Organizations rely on a vast storehouse of controls -- from antimalware to documentation -- to protect their networks and applications from outside attacks.
But how effective are these controls? To ensure cybersecurity tools work as designed, organizations should conduct cybersecurity audits to measure and document their value. The audit process typically examines the controls in place, how well they are performing and the accuracy of documentation that dictates policies and procedures. Other items, such as cyber attack event reports, are also part of the audit process. The rigor and complexity of an audit is dictated by the organization's size and cybersecurity program.
Audits also serve as a key way for companies to document their compliance with cybersecurity regulations, standards and frameworks. Organizations can use the guidelines within these standards to craft the areas they want to cover in their audits.

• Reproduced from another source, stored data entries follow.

PR #615, opened 2019-02-20
Patch SplitView opening issue

dr1rrb:
## PR Type
- Other: Patch

In some applications it may occurs that the menu stay partially visible when closed

## What is the new behavior?
The menu is fully opened / closed

## PR Checklist

https://nventive.visualstudio.com/Umbrella/_workitems/edit/146335

### DIFF
--- a/src/Uno.UI/UI/Xaml/Controls/SplitView/SplitView.cs
+++ b/src/Uno.UI/UI/Xaml/Controls/SplitView/SplitView.cs
@@ -384,6 +384,9 @@ namespace Windows.UI.Xaml.Controls
 				PaneOpening?.Invoke(this, null);
 			}
 
+#if __IOS__
+			PatchInvalidFinalState(stateName);
+#endif
 			VisualStateManager.GoToState(this, stateName, useTransitons);
 
 			if (!IsPaneOpen)
--- a/src/Uno.UI/UI/Xaml/Controls/SplitView/SplitView.iOS.cs
+++ b/src/Uno.UI/UI/Xaml/Controls/SplitView/SplitView.iOS.cs
@@ -1,0 +1,78 @@
+﻿using System;
+using System.Collections.Generic;
+using System.Linq;
+using System.Text;
+using Windows.UI.Xaml.Media;
+using Windows.UI.Xaml.Media.Animation;
+
+namespace Windows.UI.Xaml.Controls
+{
+	partial class SplitView
+	{
+		/*
+
+			About the PatchInvalidFinalState:
+				On iOS for some strange reasons, the burger menu may not complete its open/close animation,
+				but instead either does not appear at all (when opened), either stays partialy visible (when closed).
+				This seems to be related to the fact that  animations of SplitView are altering the Grid.Column and the Visibility 
+				of some controls.
+				Usually it will become fully visible/hidden when a rendering cycle occurs, but this causes
+				a delay for the users which seems aukward.
+				The patch here only ensure to invalidate the view to force a layouting cycle.
+			
+		*/
+		
+		private VisualStateGroup _patchDisplayModeStatesGroup;
+		
+		private void PatchInvalidFinalState(string targetStateName)
+		{
+			// Get the DisplayModeStates visual state group from the root element of the template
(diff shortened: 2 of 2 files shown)


src/Uno.UI/UI/Xaml/Controls/SplitView/SplitView.cs
```diff
@@ -384,6 +384,9 @@ private void UpdateVisualStates(bool useTransitons)
 				PaneOpening?.Invoke(this, null);
 			}
 
+#if __IOS__
+			PatchInvalidFinalState(stateName);
```
carldebilly: Create a partial method and you won't need the `#if __IOS__` :-).

src/Uno.UI/UI/Xaml/Controls/SplitView/SplitView.iOS.cs
```diff
@@ -0,0 +1,78 @@
...
+using Windows.UI.Xaml.Media.Animation;
+
+namespace Windows.UI.Xaml.Controls
+{
+	partial class SplitView
+	{
+		/*
+
+			About the PatchInvalidFinalState:
+				On iOS for some strange reasons, it may occures that the burger menu does not completes its open/close animation,
```
MatFillion: "it may occures" doesn't work
```suggestion
				On iOS for some strange reasons, the burger menu may not complete its open/close animation,
```

src/Uno.UI/UI/Xaml/Controls/SplitView/SplitView.iOS.cs
```diff
@@ -0,0 +1,78 @@
...
+				but instead either does not appear at all (when opened), either stays partialy visible (when closed).
```
MatFillion: Good explanation!

src/Uno.UI/UI/Xaml/Controls/SplitView/SplitView.iOS.cs
```diff
@@ -0,0 +1,78 @@
...
+				This seems to be related to the fact that  animations of SplitView are altering the Grid.Column and the Visibility 
+				of some controls.
+				Usually it will finally becomes fully visible/hidden when a rendering cycle occures, but this causes
+				a delay for the users which seems aukward.
```
MatFillion:
```suggestion
				awkward
```

MatFillion:
```suggestion
				a delay for the users which seems awkward.
```

src/Uno.UI/UI/Xaml/Controls/SplitView/SplitView.iOS.cs
```diff
@@ -0,0 +1,78 @@
...
+	partial class SplitView
+	{
+		/*
+
+			About the PatchInvalidFinalState:
+				On iOS for some strange reasons, it may occures that the burger menu does not completes its open/close animation,
+				but instead either does not appear at all (when opened), either stays partialy visible (when closed).
+				This seems to be related to the fact that  animations of SplitView are altering the Grid.Column and the Visibility 
+				of some controls.
+				Usually it will finally becomes fully visible/hidden when a rendering cycle occures, but this causes
```
MatFillion:
```suggestion
				Usually it will become fully visible/hidden when a rendering cycle occurs, but this causes
```

src/Uno.UI/UI/Xaml/Controls/SplitView/SplitView.cs
MatFillion: but it's really a patch which should never be implemented on other platforms. Generally I'd agree with partial method but in this case it might be better to keep the #if __ IOS __ ? I'm ok with either.

dr1rrb: Indeed I asked myself if I should create a partial method for that or not, but I think that partial methods should be see as "optional feature", like `OnLoadedPartial` that you **can** implement to do something platform specific. 
Here we **must** invoke this method on iOS, and it's not something that you may implement if needed on another platform.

Cybersecurity audits demonstrate to customers and stakeholders that the organization takes cybersecurity management seriously. Audit reports highlight where an organization's cybersecurity controls are working effectively, as well as pinpoint where remediation might be necessary. As a result, audit reports can reflect positively on the organization, especially if the reports demonstrate a firm commitment to cybersecurity and compliance.
Types of cybersecurity audits
Cybersecurity audits are conducted the following three ways:
- A first-party audit is where the IT department performs its own audit, using principles as defined by ISACA or a similar organization. Because this audit is self-administered, the degree to which the IT department can probe itself independently may be an important factor for management to consider.
- A second-party audit is performed by the organization's internal audit department. This audit is more independent, even though it is conducted within the same organization. The challenge is to ensure the internal audit staff has expertise in IT and cybersecurity auditing.
- A third-party audit is where an independent audit firm, completely outside the organization, performs the audit. When using an outside auditor, it's important to vet the firm's credentials and expertise in IT auditing -- especially as they apply to cybersecurity.
A third-party audit is the most independent, and independence is an essential aspect of any audit. If using an outside firm isn't possible, the internal audit department is a good alternative.
Cybersecurity audit standards and regulations
When preparing for a cybersecurity audit, take advantage of existing standards, regulations and frameworks to define the scope of the audit. These measures detail how cybersecurity controls should be established and performed. Cybersecurity frameworks also define the policies and procedures needed to establish and manage a cybersecurity initiative. The key is to find a framework that supports the specific requirements defined in the standard or regulation. The following is a brief listing of cybersecurity standards, regulations and frameworks:
- ISO 27000 series. Developed by ISO, the 27000 series addresses virtually all aspects of information security. Certain standards in the series address cybersecurity specifically, among them:
- ISO/IEC 27007:2020 Information security, cybersecurity and privacy protection -- Guidelines for information security management systems auditing.
- ISO/IEC 27014:2020 Information security, cybersecurity and privacy protection -- Governance of information security.
- ISO/IEC 27032:2012 Information technology -- Security techniques -- Guidelines for cybersecurity.
- NIST Special Publication (SP) 800-53 Revision 5 Security and Privacy Controls for Information Systems and Organizations. Developed by NIST, SP 800-53 is one of the most widely used information security standards. It provides extensive background on security controls used in audits.
- NIST Cybersecurity Framework (CSF). Released in 2014, the CSF is a risk-based framework using controls based on established phases of risk management: identify, protect, detect, respond and recovery.
- COBIT. Developed by ISACA, COBIT is a widely used risk-based framework that can be used as part of a cybersecurity audit.
- Federal Financial Institutions Examination Council (FFIEC) Information Security booklet. FFIEC provides a detailed set of information security criteria that can be used as audit questions.
- Federal Information Security Management Act (FISMA). FISMA specifies a framework for information and cybersecurity management. It can be used by public and private sector organizations.
- HIPAA. This is an important set of information security guidelines for healthcare data.
10 steps to prepare for a cybersecurity audit
Take the following steps before beginning a cybersecurity audit:
- Secure approval from senior management.
- Secure funding, if needed.
- Identify the IT department team member(s) who will participate.
- Define the audit scope and objectives, for example, issues and controls to be audited.
- Determine if the audit will be conducted internally or externally.
- Establish an audit plan, and have it approved by senior IT management.
- Reserve an area equipped with video conferencing -- for example, a conference room -- for at least one month where auditors can perform their work.
- Gather and provide evidence -- including cybersecurity reports, previous audits and event reports -- for auditors to use. This may vary based on controls to be audited.
- Ensure employees are available to back up people on the audit team.
- When audit dates are confirmed, ensure audit team members are available for interviews.
The key to a successful cybersecurity audit is effective preparation. Adhering to standards and regulations is one thing, but what is more important is evidence -- electronic and hard copy -- that demonstrates the organization is managing its cybersecurity controls effectively.